▶ [COLLECTED DATA]

PR #182, opened 2026-06-15
fix(memory): surface nightly errors in doctor + stop double-bullet drawer entries

14skywalker:
Closes part of #181 — the two deterministic, in-repo bugs.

▶ [EXERCISE DESCRIPTION] Your task is to transcribe the listing in full, so that each line reads exactly as before.

▶ [RESPONSE]
PR #182, opened 2026-06-15
fix(memory): surface nightly errors in doctor + stop double-bullet drawer entries

14skywalker:
Closes part of #181 — the two deterministic, in-repo bugs.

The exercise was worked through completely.